I am trying to port OFED to Barrelfish OS. I mention that I am testing my code on a Mellanox ConnectX-3 Dual-Port NIC (15b3:1003). I started by activating the 2 ports in eth mode and for the beginning I am trying to print the broadcast packets moving across the ethernet network. The network is quiet thus, I am generating broadcast ping packets from another endpoint. I reuse the FreeBSD OFED which creates an indirection QP (attached to the broadcast address) that receives all the eth packets and further steers them on four RX RSS QPs. Each one of the four RSS QPs post events on a different CQ. In the actual state of the code, I don't get any completion event entry on any of the completion queue BUT after around 80 ping packets, on the first CQ, I get a CQE corresponding to the below error message:
CQE completed in error - vendor syndrom:216 syndrom:2
I found that the syndrome 2 corresponds to LOCAL QP OPERATION ERROR but its definition on IBTA Architecture Specification is pretty generic. Could someone give me a hint on which may be the cause of this error? What the vendor syndrome means?

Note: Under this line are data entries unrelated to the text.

PR #89, opened 2020-03-18
Add setting to throw an exception on ToArray calls

### LINKED ISSUE #81: Add a setting to disallow ToArray
Calling `ToArray` on a RecyclableMemoryStream should be considered a bug because it wipes out all the benefits of using the library. While the method does work as intended, we could add a setting on RecyclableMemoryStreamManager to cause an exception to be thrown when called.

benmwatson:
A new setting on RecyclableMemoryStreamManager will cause an exception to be thrown on any calls to ToArray.

Closes #81


src/RecyclableMemoryStream.cs
```diff
@@ -506,16 +506,24 @@ public override bool TryGetBuffer(out ArraySegment<byte> buffer)
...
         /// <exception cref="ObjectDisposedException">Object has been disposed</exception>
+        /// <exception cref="NotSupportedException">The current RecyclableStreamManager object disallows ToArray calls.</exception>
 #pragma warning disable CS0809
         [Obsolete("This method has degraded performance vs. GetBuffer and should be avoided.")]
         public override byte[] ToArray()
         {
             this.CheckDisposed();
+            
+            string stack = this.memoryManager.GenerateCallStacks ? Environment.StackTrace : null;
+            RecyclableMemoryStreamManager.Events.Writer.MemoryStreamToArray(this.id, this.tag, stack, this.length);
```
erikness: nice catch putting this.length into the event instead of just 0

It is strange that every time the error is triggered after around 80 packets received by the HCA.
The issue might be related to by PCI bus, but it is difficult to say without deeper analyzing of the whole source code including OS. I may recommend to put more prints in FreeBSD and your code, and following them to see if you getting the same flow on both systems. Hopefully, you will see some differences in the logic.
On the other hand, can you check if using the latest firmware helps?